ALIEN (Jun 1978) “Revised Final” Draft by Walter Hill and David Giler
“Revised Final” Draft by Walter Hill and David Giler Based on a screenplay by Dan O’Bannon Story by Dan O’Bannon and Ronald Shusett.
Vintage original film script, 11 x 8 1/2″ (28 x 22 cm.), mimeograph, brad bound, 105 pp., small tear near middle edge of front cover, brad bound, title written on spine, NEAR FINE or better.
ALIEN was the second feature film directed by Ridley Scott and — along with Scott’s 1982 BLADE RUNNER — is considered one of the best written and directed, most beautifully designed, and most influential science fiction movies ever made. The film is clearly the product of multiple talented auteurs. In addition to director Scott and creature designer H.R. Giger, the movie bears the stamp of four principal screenwriters.
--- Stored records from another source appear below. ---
PR #12525, opened 2020-07-20
Feat: Enhance default processor to handle user-defined artifact like Machine Learning artifacts

hyy0322:
Proposal: https://github.com/goharbor/community/pull/143

Signed-off-by: Yiyang Huang huangyiyang.huangyy@bytedance.com


src/controller/artifact/processor/default.go
```diff
@@ -33,9 +43,10 @@ var (
 // currently, it only tries to parse the artifact type from media type
 type defaultProcessor struct {
 	mediaType string
```
ywk253100, line 45: The property `mediaType` isn't needed anymore as we passing `*artifact.Artifact` as the parameter of functions and it contains the `MediaType` already

src/controller/artifact/processor/default.go
```diff
@@ -44,16 +55,113 @@ func (d *defaultProcessor) GetArtifactType() string {
...
-func (d *defaultProcessor) ListAdditionTypes() []string {
-	return nil
+func (d *defaultProcessor) ListAdditionTypes(ctx context.Context, artifact *artifact.Artifact) []string {
+	artifactConfig := artifact.ExtraAttrs
+	schemaMap, ok := artifactConfig[schemaV1.XHarborAttributes]
+	if !ok {
+		return nil
+	}
+	schema := &schemaV1.Schema{}
+	mapstructure.Decode(schemaMap, schema)
```
ywk253100, line 65: Handle error here

src/controller/artifact/processor/default.go
```diff
@@ -44,16 +55,113 @@ func (d *defaultProcessor) GetArtifactType() string {
...
+	for _, addition := range schema.Additions {
+		additionTypes = append(additionTypes, addition.Name)
+	}
+	return additionTypes
 }
-func (d *defaultProcessor) AbstractMetadata(ctx context.Context, manifest []byte, artifact *artifact.Artifact) error {
-	// do nothing currently
-	// we can extend this function to abstract the metadata in the future if needed
+func (d *defaultProcessor) AbstractMetadata(ctx context.Context, artifact *artifact.Artifact, manifest []byte) error {
+	if artifact.ManifestMediaType != v1.MediaTypeImageManifest {
```
ywk253100, line 73: Add support for docker's manifest media type: https://github.com/goharbor/harbor/blob/master/src/controller/artifact/abstractor.go#L64

src/controller/artifact/processor/default.go
```diff
@@ -44,16 +55,113 @@ func (d *defaultProcessor) GetArtifactType() string {
...
+	// parse metadata from config layer
+	metadata := map[string]interface{}{}
+	if err := json.NewDecoder(blob).Decode(&metadata); err != nil {
+		log.Warningf("parse config layer error: %v", err)
+		return nil
+	}
+	// parse schema
+	schemaMap, ok := metadata[schemaV1.XHarborAttributes]
+	if !ok {
+		return nil
```
ywk253100, line 98: Per my understanding, what we proposed is that the default processor populates all content of the config layer into the extra attributes of artifact even thought there is no `XHarborAttributes` defined. 
Correct me if it not

src/controller/artifact/processor/default.go
```diff
@@ -44,16 +55,113 @@ func (d *defaultProcessor) GetArtifactType() string {
...
+	additionSchemas := make(map[string]schemaV1.AdditionSchema)
+	for _, addition := range schema.Additions {
+		additionSchemas[addition.Name] = addition
+	}
+	if _, ok := additionSchemas[addition]; !ok {
+		return nil, errors.New(nil).WithCode(errors.BadRequestCode).
+			WithMessage("addition %s isn't supported for %s", addition, artifact.Type)
+	}
+	contentType := additionSchemas[addition].ContentType
+	if contentType != "text/plain" {
```
ywk253100, line 148: We don't need to restrict the content type from backend, if UI cannot render it, UI can ignore it or show some error message

src/controller/artifact/processor/default.go
```diff
@@ -44,16 +55,113 @@ func (d *defaultProcessor) GetArtifactType() string {
...
+	}
+	content, err := ioutil.ReadAll(blob)
+	if err != nil {
+		return nil, err
+	}
+	blob.Close()
+
+	return &Addition{
+		Content:     content,
+		ContentType: "text/plain; charset=utf-8",
```
ywk253100, line 165: Use the content type read from the config

src/controller/artifact/processor/default.go
```diff
@@ -44,16 +55,113 @@ func (d *defaultProcessor) GetArtifactType() string {
...
+		log.Warningf("unsupported artifact config schema version %d", schema.SchemaVersion)
+		return nil
+	}
+	// check icon url
+	_, err = url.ParseRequestURI(schema.Icon)
+	if err != nil {
+		log.Warningf("icon url invalid %v", err)
+		schema.Icon = ""
+		m := make(map[string]interface{})
+		b, _ := json.Marshal(schema)
```
wy65701436, line 117: handle error

src/controller/artifact/processor/default.go
```diff
@@ -44,16 +55,113 @@ func (d *defaultProcessor) GetArtifactType() string {
...
-	// return error directly
-	return nil, errors.New(nil).WithCode(errors.BadRequestCode).
-		WithMessage("the processor for artifact %s not found, cannot get the addition", artifact.Type)
+	schemaMap, ok := artifact.ExtraAttrs[schemaV1.XHarborAttributes]
+	if !ok {
+		return nil, errors.New(nil).WithCode(errors.BadRequestCode).
+			WithMessage("the processor for artifact %s not found, cannot get the addition", artifact.Type)
+	}
+	schema := &schemaV1.Schema{}
+	mapstructure.Decode(schemaMap, schema)
```
wy65701436, line 138: handle error

src/controller/artifact/processor/default.go
```diff
@@ -44,16 +55,113 @@ func (d *defaultProcessor) GetArtifactType() string {
...
+	layerDigest := additionSchemas[addition].Digest
+	_, blob, err := d.RegCli.PullBlob(artifact.RepositoryName, layerDigest)
+	if err != nil {
+		return nil, err
+	}
+	content, err := ioutil.ReadAll(blob)
+	if err != nil {
+		return nil, err
+	}
+	blob.Close()
```
wy65701436, line 161: defer？

src/controller/artifact/schema/v1/schema.go
```diff
@@ -0,0 +1,33 @@
...
+const (
+	// XHarborAttributes is the specific key defined in artifact config layer
+	// for user-defined artifact to configure XHarborAttribute JSON schema
+	XHarborAttributes = "xHarborAttributes"
+	// SchemaVersionV1 1
+	SchemaVersionV1 = 1
+)
+
+// Schema define a JSON schema for default processor to extract artifact layer data
+// to artifact model in a specific way
```
wy65701436, line 12: give a example json in the comments?

src/controller/artifact/processor/processor.go
```diff
@@ -35,12 +37,12 @@ type Addition struct {
 // Processor processes specified artifact
 type Processor interface {
 	// GetArtifactType returns the type of one kind of artifact specified by media type
-	GetArtifactType() string
+	GetArtifactType(ctx context.Context, artifact *artifact.Artifact) string
 	// ListAdditionTypes returns the supported addition types of one kind of artifact specified by media type
-	ListAdditionTypes() []string
+	ListAdditionTypes(ctx context.Context, artifact *artifact.Artifact) []string
```
wy65701436, line 42: the implemention doesn't consume the `ctx`, do we really need it? Same as ListAdditionTypes

src/controller/artifact/processor/default.go
wy65701436: +1

src/controller/artifact/processor/default.go
```diff
@@ -44,16 +55,113 @@ func (d *defaultProcessor) GetArtifactType() string {
...
 }
-func (d *defaultProcessor) AbstractMetadata(ctx context.Context, manifest []byte, artifact *artifact.Artifact) error {
-	// do nothing currently
-	// we can extend this function to abstract the metadata in the future if needed
+func (d *defaultProcessor) AbstractMetadata(ctx context.Context, artifact *artifact.Artifact, manifest []byte) error {
+	if artifact.ManifestMediaType != v1.MediaTypeImageManifest {
+		return nil
+	}
+	// get manifest
+	mani := &v1.Manifest{}
```
wy65701436, line 77: shouldn't we use the `distribution.UnmarshalManifest()` to unmarshal manifest?

src/controller/artifact/processor/default.go
hyy0322: In ```ListAdditionTypes()```, we read artifact config from database, which these data was checked when ```AbstractMetadata()```, so I didn't handle error here. Is it neccessary?

src/controller/artifact/processor/default.go
hyy0322: Same as ```ListAdditionTypes()```, we read artifact config from database, which these data was checked when AbstractMetadata(), so I didn't handle error here. Is it neccessary?

src/controller/artifact/processor/default.go
hyy0322: ok

src/controller/artifact/schema/v1/schema.go
hyy0322: There are example json in unittest. I will add example in comments.

src/controller/artifact/processor/processor.go
hyy0322: In last discussion meeting, we agree to unify params for these four functions. Am I right? @steven-zou

src/controller/artifact/processor/default.go
hyy0322: Yes, you are right. I will correct it.

src/controller/artifact/processor/default.go
hyy0322: Ok, thanks

src/controller/artifact/processor/default.go
hyy0322: ok

src/controller/artifact/processor/default.go
hyy0322: No, just json umarshal is enough.

hyy0322:
@ywk253100 @wy65701436 Hi, I have modified code base on all comments.PTAL again.Thanks for your time.

src/controller/artifact/processor/processor.go
```diff
@@ -66,7 +68,9 @@ func Get(mediaType string) Processor {
 	// no registered processor found, use the default one
 	if processor == nil {
 		log.Debugf("the processor for media type %s not found, use the default one", mediaType)
-		processor = &defaultProcessor{mediaType: mediaType}
+		processor = &defaultProcessor{
```
ywk253100, line 71: As we remove the `mediaType` property from the default processor, the default processor can be a singleton and we don't need to create it every time

hyy0322: We have put default processor in processor registry. And we will get processor from it.So is it already singleton mode? I think it is.Do I need to modify code here? @ywk253100

hyy0322:
@wy65701436 ping

src/controller/artifact/processor/processor.go
hyy0322: I have modified this part, PTAL again. Thanks!

ywk253100:
LGTM

src/controller/artifact/processor/default.go
```diff
@@ -16,44 +16,178 @@ package processor
...
+		return nil
+	}
+	// check schema version
+	if schema.SchemaVersion != schemaV1.SchemaVersionV1 {
+		log.Warningf("unsupported artifact config schema version %d", schema.SchemaVersion)
+		return nil
+	}
+	// check icon url
+	_, err = url.ParseRequestURI(schema.Icon)
+	if err != nil {
```
steven-zou, line 126: The logic here is a bit weird.
Why do not copy the original schema text into a var before and use defer func to override the `metadata[schemaV1.XHarborAttributes] `?

src/controller/artifact/processor/default.go
```diff
@@ -16,44 +16,178 @@ package processor
...
+	}
+	// get manifest
+	mani := &v1.Manifest{}
+	if err := json.Unmarshal(manifest, mani); err != nil {
+		log.Warningf("unsupported manifest: %v", err)
+		return nil
+	}
+	// get config layer
+	_, blob, err := d.RegCli.PullBlob(artifact.RepositoryName, mani.Config.Digest.String())
+	if err != nil {
```
steven-zou, line 91: Not very understand return nil error even we get a real error and the return of the func is error type?

Maybe return an error and log all the error (as a warning) at the place of calling this interface method?

hyy0322: If we return real error, it will block artifact pushing to registry. I think whatever user defiend in artifact, we shouldn't block it pushing to registry.

src/controller/artifact/processor/default.go
hyy0322: ```metadata[schemaV1.XHarborAttributes]``` is defined as ```map[string]interface{}``` Because ```artifact.ExtraAttrs``` is defined as ```map[string]interface{}```. If icon is invalid, I need to set it as a empty string. And convert schema struct to ```map[string]interface{}```. What I do here is to covert data to ```map[string]interface{}```.

src/controller/artifact/processor/default.go
```diff
@@ -16,44 +16,178 @@ package processor
...
+	err := mapstructure.Decode(schemaMap, schema)
+	if err != nil {
+		return nil, errors.New(nil).WithCode(errors.BadRequestCode).
+			WithMessage("addition %s isn't supported for %s", addition, artifact.Type)
+	}
+
+	// gather all addition
+	additionSchemas := make(map[string]schemaV1.AdditionSchema)
+	for _, addition := range schema.Additions {
+		additionSchemas[addition.Name] = addition
```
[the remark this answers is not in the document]
hyy0322: Yes, I will correct it.

src/controller/artifact/processor/default.go
```diff
@@ -16,44 +16,178 @@ package processor
...
 }
 func (d *defaultProcessor) AbstractAddition(ctx context.Context, artifact *artifact.Artifact, addition string) (*Addition, error) {
-	// return error directly
-	return nil, errors.New(nil).WithCode(errors.BadRequestCode).
-		WithMessage("the processor for artifact %s not found, cannot get the addition", artifact.Type)
+	// no xHarborAttributes in artifact extraAttrs
+	schemaMap, ok := artifact.ExtraAttrs[schemaV1.XHarborAttributes]
+	if !ok {
+		return nil, errors.New(nil).WithCode(errors.BadRequestCode).
+			WithMessage("the processor for artifact %s not found, cannot get the addition", artifact.Type)
```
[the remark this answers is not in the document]
hyy0322: Agree.

hyy0322:
PTAL again. Thanks. @steven-zou

src/controller/artifact/processor/default.go
steven-zou: @ywk253100 Is that correct?

What I mean here is we can handle the error at the place where we call this func. If we think it should not block the pushing process, we can just log error and by pass it at the calling place.

```go
// ensure the artifact exists under the repository, create it if doesn't exist.
func (c *controller) ensureArtifact(ctx context.Context, repository, digest string) (bool, *artifact.Artifact, error) {
	art, err := c.artMgr.GetByDigest(ctx, repository, digest)
	// the artifact already exists under the repository, return directly
	if err == nil {
		return false, art, nil
	}

	// got other error when get the artifact, return the error
	if !errors.IsErr(err, errors.NotFoundCode) {
		return false, nil, err
	}

	// the artifact doesn't exist under the repository, create it first
	repo, err := c.repoMgr.GetByName(ctx, repository)
	if err != nil {
		return false, nil, err
	}
	artifact := &artifact.Artifact{
		ProjectID:      repo.ProjectID,
		RepositoryID:   repo.RepositoryID,
		RepositoryName: repository,
		Digest:         digest,
		PushTime:       time.Now(),
	}
	// abstract the metadata for the artifact
	if err = c.abstractor.AbstractMetadata(ctx, artifact); err != nil {
	// HERE WE LOG?
              log.warnning(error)
              // return false, nil, err
	}
     
        // ... ignore the left part
}
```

The film’s original story was by Dan O’Bannon and Ronald Shusett. O’Bannon had previously co-written the independent feature DARK STAR (1974) with its director John Carpenter, a comic science fiction project with many narrative similarities to ALIEN (scruffy crew aboard a starship forced to deal with an alien and other issues). O’Bannon and Shusett were living together when they conceived and wrote the original ALIEN treatment and would later re-team as screenwriters of Paul Verhoeven’s TOTAL RECALL (1990), on which Shusett also acted as producer. Among his many other genre projects, O’Bannon was the director/writer of 1985’s RETURN OF THE LIVING DEAD.
Prior to producing and co-writing ALIEN, Walter Hill had established himself as one of Hollywood’s leading screenwriters and action directors. His oft-praised minimalist writing style can be appreciated in the screenplays he wrote for Peckinpah’s THE GETAWAY (1972) and his own THE DRIVER (1978). ALIEN resembles two of the best films Hill wrote and directed, THE WARRIORS (1979) and SOUTHERN COMFORT (1981), insofar as it concerns an isolated group in transit, confronting an external menace, and the Hill/Giler drafts of the ALIEN screenplay are textbook examples of Hill’s characteristically spare approach. David Giler was Hill’s co-writer and co-producer on ALIEN and SOUTHERN COMFORT, and the two of them later co-produced the ALIEN sequels as well as cable television’s TALES FROM THE CRYPT.
Each of the Hill/Giler drafts is prefaced by a quote from W.H. Auden emphasizing the archetypal quality of the narrative:
“Science fiction plucks from within us our deepest fears and hopes then shows them to us in rough disguise: the monster and the rocket.“
Ten pages shorter than the previous 5/78 draft. Shots are broken down even further than in the prior draft, e.g., shot nos. 2-A, 2-B, 2-C. (Thankfully, the shot numbering makes it easier to compare these drafts.)
The reason for the crew’s initial landing on the alien planetoid has been changed from a prior draft, where it was because “we’re losing nitrogen.” In this draft, it’s because another ship reportedly crashed on the planetoid.
DALLAS
Can we land on it?
ASH
The other ship did.
DALLAS
That’s what I mean.
This draft includes some new business with Ash the android finding a fossilized alien skeleton on his video scan of the planetoid, which he conceals from the others (thus letting the viewer know earlier than in prior drafts that Ash is working against the interests of the human crew).
There is slightly more descriptive detail, e.g.,
Kane’s helmet.
Hands begin to open it with a laser cutter.
The helmet separates easily.
The two halves part…
A scene in a prior draft, immediately preceding the chestburster scene, in which the crew talk about the difficulties of plotting a course home has been omitted. The scene in which Captain Dallas encounters the Alien in an airshaft is described in more elaborate detail. Likewise, more time is given over to Ripley’s last search for Jones the cat… “Here kitty.”